Extracted records:
PR #2562, opened 2020-09-21
Archive.org Remove leading numeric

inverse:
Allows clean scrobbling for releases such as https://archive.org/details/AH003_corwin_trails_-_corwin_trails/Oasis_is_Myth.mp3

### DIFF
--- a/src/connectors/archive.js
+++ b/src/connectors/archive.js
@@ -11,6 +11,8 @@ const trackSelectors = [
 
 const numericTrackRegex = /^\d+\w+/;
 
+const tracksSelector = '.jwrowV2 .ttl';
+
 Connector.currentTimeSelector = '.jw-text-elapsed';
 
 Connector.durationSelector = '.jw-text-duration';
@@ -41,7 +43,7 @@ Connector.getArtistTrack = () => {
 		track = trackParts[2];
 	}
 
-	if (hasAllTracksNumericPrefix('.jwrowV2 .ttl')) {
+	if (hasAllTracksNumericPrefix(tracksSelector)) {
 		track = track.trim().replace(/^(\d+\w+)/, '');
 	}
 
--- a/src/connectors/archive.js
+++ b/src/connectors/archive.js
@@ -49,16 +49,13 @@ Connector.getArtistTrack = () => {
 Connector.albumSelector = '.thats-left > h1 [itemprop=name]';
 
 function hasAllTracksNumericPrefix(trackSelector) {
-
 	const tracks = document.querySelectorAll(trackSelector);
-
 	if (tracks.length === 0) {
 		return false;
 	}
 
 	let hasAllTracksNumericPrefix = true;
 	const re = /^\d+\w+/;
-
 	for (let i = 0; i < tracks.length; ++i) {
 		if (!re.test(tracks[i].innerText)) {
 			hasAllTracksNumericPrefix = false;
--- a/src/connectors/archive.js
+++ b/src/connectors/archive.js
@@ -9,6 +9,8 @@ const trackSelectors = [
 	'.audio-track-list .selected .track-title',
 ];
 
+const numericTrackRegex = /^\d+\w+/;
+
 Connector.currentTimeSelector = '.jw-text-elapsed';
 
 Connector.durationSelector = '.jw-text-duration';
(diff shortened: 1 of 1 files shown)


src/connectors/archive.js
```diff
@@ -39,7 +39,29 @@ Connector.getArtistTrack = () => {
...
+
+function hasAllTracksNumericPrefix(trackSelector) {
+	const tracks = document.querySelectorAll(trackSelector);
+	if (tracks.length === 0) {
+		return false;
+	}
+
+	let hasAllTracksNumericPrefix = true;
+	const re = /^\d+\w+/;
+	for (let i = 0; i < tracks.length; ++i) {
```
alexesprit, line 59: `tracks` is NodeList, which is iterable, so please consider using `for..of` instead.

src/connectors/archive.js
```diff
@@ -39,7 +39,29 @@ Connector.getArtistTrack = () => {
...
+		if (!re.test(tracks[i].innerText)) {
+			hasAllTracksNumericPrefix = false;
```
alexesprit, line 61: You could omit the temp variable and return the value directly.

alexesprit (changes requested):

src/connectors/archive.js
```diff
@@ -39,7 +39,29 @@ Connector.getArtistTrack = () => {
 		track = trackParts[2];
 	}
 
+	if (hasAllTracksNumericPrefix('.jwrowV2 .ttl')) {
+		track = track.trim().replace(/^(\d+\w+)/, '');
+	}
+
```
alexesprit, line 45: Will this work if we move this code inside a MetadataFilter function?

src/connectors/archive.js
```diff
@@ -39,7 +39,29 @@ Connector.getArtistTrack = () => {
...
+function hasAllTracksNumericPrefix(trackSelector) {
+	const tracks = document.querySelectorAll(trackSelector);
+	if (tracks.length === 0) {
+		return false;
+	}
+
+	let hasAllTracksNumericPrefix = true;
+	const re = /^\d+\w+/;
+	for (let i = 0; i < tracks.length; ++i) {
+		if (!re.test(tracks[i].innerText)) {
```
alexesprit, line 60: Is there a reason to use `innerText` here?

alexesprit:
Also I would include the link from PR description as a comment, like we do in the Bandcamp connector.

src/connectors/archive.js
```diff
@@ -39,7 +39,29 @@ Connector.getArtistTrack = () => {
...
 Connector.albumSelector = '.thats-left > h1 [itemprop=name]';
+
+function hasAllTracksNumericPrefix(trackSelector) {
+	const tracks = document.querySelectorAll(trackSelector);
+	if (tracks.length === 0) {
+		return false;
+	}
+
+	let hasAllTracksNumericPrefix = true;
+	const re = /^\d+\w+/;
```
alexesprit, line 58: I think this expression could be extracted to a global scope.

src/connectors/archive.js
inverse: Always forget this one

src/connectors/archive.js
inverse: I like to avoid multiple return points when possible.

src/connectors/archive.js
inverse: How would that work? what would it be like?

src/connectors/archive.js
inverse: What would you use? I wanted to get the text only of an element

inverse:
> Also I would include the link from PR description as a comment, like we do in the Bandcamp connector.

Like a link to a page that does this?

src/connectors/archive.js
alexesprit: `textContent` is prefferable in most cases. See [this](https://stackoverflow.com/a/35213639) answer for details.

src/connectors/archive.js
alexesprit:
```js
const filter = new MetadataFilter({ track: removeNumericPrefixes });

function removeNumericPrefixes(track) {
	if (hasAllTracksNumericPrefix('.jwrowV2 .ttl')) {
		return track.trim().replace(/^(\d+\w+)/, '');
	}

	return track;
}
```

Also, it's worth using a constant for `.jwrowV2 .ttl` selector.

alexesprit:
> Like a link to a page that does this?

Yes, it could be helpful for debugging the connector.

src/connectors/archive.js
inverse: Thanks - I'll give this a shot later :pray:

inverse:
@alexesprit any other feedback?

alexesprit:
@inverse it's almost perfect now, aside the `textContent` request change. :)

inverse:
Sorry - forgot to push it :see_no_evil:

alexesprit (approved):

Exercise: Show every line from the entries above in which "Also" appears.

Response to the exercise:
Also I would include the link from PR description as a comment, like we do in the Bandcamp connector.
> Also I would include the link from PR description as a comment, like we do in the Bandcamp connector.
Also, it's worth using a constant for `.jwrowV2 .ttl` selector.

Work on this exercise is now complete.